*** Block opens ***

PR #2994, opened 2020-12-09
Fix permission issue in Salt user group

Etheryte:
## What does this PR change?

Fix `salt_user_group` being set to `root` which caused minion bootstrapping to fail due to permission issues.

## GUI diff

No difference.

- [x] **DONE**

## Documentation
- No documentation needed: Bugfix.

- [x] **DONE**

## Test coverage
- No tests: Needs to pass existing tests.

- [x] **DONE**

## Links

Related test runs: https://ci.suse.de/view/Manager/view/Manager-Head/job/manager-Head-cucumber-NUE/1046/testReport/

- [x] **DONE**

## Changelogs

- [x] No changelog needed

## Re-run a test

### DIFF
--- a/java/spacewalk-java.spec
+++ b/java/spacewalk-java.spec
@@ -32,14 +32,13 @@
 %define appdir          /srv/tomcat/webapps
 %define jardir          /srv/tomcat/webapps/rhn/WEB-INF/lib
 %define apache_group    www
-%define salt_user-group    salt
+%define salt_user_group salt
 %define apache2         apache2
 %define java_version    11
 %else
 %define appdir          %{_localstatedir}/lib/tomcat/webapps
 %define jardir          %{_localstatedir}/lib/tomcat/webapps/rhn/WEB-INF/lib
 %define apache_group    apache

*** Block closes ***
*** Block opens ***

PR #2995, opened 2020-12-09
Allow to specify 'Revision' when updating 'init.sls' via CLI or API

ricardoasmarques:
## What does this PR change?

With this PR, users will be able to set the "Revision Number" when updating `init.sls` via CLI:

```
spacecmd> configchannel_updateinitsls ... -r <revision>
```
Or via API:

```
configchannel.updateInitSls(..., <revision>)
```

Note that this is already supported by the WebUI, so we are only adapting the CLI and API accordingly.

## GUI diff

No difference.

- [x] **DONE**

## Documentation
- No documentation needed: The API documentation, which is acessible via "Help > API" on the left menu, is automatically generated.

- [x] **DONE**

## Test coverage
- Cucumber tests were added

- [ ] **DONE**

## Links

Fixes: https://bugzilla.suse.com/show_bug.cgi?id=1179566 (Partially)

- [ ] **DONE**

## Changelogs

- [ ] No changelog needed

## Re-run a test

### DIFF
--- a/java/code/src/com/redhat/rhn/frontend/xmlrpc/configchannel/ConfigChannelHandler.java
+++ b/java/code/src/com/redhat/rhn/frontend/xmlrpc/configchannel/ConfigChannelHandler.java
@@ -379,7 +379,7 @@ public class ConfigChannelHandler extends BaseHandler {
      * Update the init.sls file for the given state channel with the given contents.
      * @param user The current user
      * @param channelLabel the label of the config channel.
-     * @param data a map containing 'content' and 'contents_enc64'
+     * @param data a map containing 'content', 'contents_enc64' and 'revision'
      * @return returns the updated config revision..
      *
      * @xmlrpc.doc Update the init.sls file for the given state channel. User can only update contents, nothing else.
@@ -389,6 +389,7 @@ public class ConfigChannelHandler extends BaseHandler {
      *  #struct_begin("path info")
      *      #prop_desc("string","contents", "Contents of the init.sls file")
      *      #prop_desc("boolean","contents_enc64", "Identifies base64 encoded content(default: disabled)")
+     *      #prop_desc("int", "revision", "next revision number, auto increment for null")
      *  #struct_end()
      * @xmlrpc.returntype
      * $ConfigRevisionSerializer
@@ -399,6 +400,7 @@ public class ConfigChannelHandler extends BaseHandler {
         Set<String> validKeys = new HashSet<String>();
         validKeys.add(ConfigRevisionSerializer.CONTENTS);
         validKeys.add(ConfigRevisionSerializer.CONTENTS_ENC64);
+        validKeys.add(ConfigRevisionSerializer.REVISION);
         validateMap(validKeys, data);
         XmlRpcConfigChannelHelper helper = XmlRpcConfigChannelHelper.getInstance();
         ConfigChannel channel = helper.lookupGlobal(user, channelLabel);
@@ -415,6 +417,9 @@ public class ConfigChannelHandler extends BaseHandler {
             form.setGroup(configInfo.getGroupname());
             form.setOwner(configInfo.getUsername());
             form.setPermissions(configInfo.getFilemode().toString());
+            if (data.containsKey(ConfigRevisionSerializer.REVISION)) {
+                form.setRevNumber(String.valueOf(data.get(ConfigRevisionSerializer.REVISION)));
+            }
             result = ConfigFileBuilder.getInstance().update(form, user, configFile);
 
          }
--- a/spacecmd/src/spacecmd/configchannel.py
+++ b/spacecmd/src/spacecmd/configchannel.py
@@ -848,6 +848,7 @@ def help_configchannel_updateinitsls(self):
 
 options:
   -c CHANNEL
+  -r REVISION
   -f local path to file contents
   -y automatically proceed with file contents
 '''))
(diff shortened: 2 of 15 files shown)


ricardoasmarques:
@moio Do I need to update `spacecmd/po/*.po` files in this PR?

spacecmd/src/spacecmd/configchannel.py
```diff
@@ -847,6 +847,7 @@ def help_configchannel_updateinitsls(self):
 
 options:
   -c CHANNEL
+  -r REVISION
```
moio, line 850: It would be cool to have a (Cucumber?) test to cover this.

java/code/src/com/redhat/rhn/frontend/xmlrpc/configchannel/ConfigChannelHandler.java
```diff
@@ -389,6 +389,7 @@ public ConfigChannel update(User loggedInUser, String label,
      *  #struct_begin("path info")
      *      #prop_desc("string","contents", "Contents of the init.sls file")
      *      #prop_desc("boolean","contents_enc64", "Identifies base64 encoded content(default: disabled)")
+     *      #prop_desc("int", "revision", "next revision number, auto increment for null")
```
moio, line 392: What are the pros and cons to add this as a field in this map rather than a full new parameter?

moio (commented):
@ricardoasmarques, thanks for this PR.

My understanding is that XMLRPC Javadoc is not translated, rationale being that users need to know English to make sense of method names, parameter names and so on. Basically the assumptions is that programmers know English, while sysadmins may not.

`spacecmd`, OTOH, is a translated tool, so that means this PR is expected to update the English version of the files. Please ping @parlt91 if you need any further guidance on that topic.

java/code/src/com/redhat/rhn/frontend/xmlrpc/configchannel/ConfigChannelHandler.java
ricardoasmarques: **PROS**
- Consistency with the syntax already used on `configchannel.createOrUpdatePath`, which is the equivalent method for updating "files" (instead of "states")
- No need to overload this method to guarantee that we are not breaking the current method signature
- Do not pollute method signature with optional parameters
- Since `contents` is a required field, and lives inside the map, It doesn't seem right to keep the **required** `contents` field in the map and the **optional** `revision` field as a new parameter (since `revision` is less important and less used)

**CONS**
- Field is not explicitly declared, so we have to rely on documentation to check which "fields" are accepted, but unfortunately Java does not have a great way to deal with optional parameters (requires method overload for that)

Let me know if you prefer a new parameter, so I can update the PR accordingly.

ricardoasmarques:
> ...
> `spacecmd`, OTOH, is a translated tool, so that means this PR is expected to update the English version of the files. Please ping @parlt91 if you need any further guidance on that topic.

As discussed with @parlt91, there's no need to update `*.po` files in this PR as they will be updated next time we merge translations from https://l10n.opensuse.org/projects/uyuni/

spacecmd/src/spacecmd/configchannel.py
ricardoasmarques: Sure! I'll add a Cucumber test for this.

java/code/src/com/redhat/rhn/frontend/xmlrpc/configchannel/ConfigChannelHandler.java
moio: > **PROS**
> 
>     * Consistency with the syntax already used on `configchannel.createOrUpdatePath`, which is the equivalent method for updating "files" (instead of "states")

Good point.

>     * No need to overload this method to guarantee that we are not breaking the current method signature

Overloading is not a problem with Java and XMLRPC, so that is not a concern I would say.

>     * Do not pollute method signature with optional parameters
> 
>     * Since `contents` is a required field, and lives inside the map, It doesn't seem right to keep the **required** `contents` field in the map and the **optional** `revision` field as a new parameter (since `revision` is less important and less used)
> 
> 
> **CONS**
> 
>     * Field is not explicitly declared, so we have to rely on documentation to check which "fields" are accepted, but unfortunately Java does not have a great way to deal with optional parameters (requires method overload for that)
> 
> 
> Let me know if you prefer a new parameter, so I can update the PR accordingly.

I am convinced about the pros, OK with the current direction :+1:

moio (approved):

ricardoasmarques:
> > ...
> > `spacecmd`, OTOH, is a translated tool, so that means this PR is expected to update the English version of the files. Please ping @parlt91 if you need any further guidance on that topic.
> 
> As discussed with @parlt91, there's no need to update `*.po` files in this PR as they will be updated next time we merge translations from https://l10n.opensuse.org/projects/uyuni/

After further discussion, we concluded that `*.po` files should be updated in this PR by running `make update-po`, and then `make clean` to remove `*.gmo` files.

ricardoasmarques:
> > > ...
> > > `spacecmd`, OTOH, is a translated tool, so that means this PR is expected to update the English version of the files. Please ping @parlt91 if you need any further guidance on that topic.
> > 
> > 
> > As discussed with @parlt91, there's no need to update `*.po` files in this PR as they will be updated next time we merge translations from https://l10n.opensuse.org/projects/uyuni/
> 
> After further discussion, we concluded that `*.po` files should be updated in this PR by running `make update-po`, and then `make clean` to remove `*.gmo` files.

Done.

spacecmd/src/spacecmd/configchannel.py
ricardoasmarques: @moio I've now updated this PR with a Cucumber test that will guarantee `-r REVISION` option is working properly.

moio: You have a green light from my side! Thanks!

*** Block closes ***
*** Block opens ***

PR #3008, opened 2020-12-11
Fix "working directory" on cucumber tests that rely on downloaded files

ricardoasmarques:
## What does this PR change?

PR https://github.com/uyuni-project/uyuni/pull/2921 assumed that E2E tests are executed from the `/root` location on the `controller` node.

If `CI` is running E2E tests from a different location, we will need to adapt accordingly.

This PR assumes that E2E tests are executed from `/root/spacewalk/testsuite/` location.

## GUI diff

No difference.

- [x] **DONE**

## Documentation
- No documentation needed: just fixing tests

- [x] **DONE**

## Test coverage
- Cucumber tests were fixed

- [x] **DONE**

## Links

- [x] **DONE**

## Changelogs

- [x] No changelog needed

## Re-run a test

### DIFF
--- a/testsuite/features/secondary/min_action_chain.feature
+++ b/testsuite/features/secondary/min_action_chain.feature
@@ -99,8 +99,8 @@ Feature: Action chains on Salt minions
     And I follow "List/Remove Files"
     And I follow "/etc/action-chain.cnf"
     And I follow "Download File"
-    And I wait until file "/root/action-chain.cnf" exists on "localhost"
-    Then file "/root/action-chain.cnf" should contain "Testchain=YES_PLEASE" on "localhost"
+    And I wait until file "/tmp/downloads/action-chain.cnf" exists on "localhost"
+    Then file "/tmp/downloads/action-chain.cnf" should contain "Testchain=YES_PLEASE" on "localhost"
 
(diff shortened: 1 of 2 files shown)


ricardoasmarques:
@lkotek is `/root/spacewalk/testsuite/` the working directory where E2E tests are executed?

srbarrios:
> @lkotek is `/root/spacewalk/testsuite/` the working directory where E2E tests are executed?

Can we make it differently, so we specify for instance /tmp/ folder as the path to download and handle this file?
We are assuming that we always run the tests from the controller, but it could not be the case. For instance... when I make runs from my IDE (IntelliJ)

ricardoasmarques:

*** Block closes ***

*PROBLEM STATEMENT*
Look through the data above and report every line in which "explicitly" appears.

*SOLUTION BELOW*
- Field is not explicitly declared, so we have to rely on documentation to check which "fields" are accepted, but unfortunately Java does not have a great way to deal with optional parameters (requires method overload for that)
>     * Field is not explicitly declared, so we have to rely on documentation to check which "fields" are accepted, but unfortunately Java does not have a great way to deal with optional parameters (requires method overload for that)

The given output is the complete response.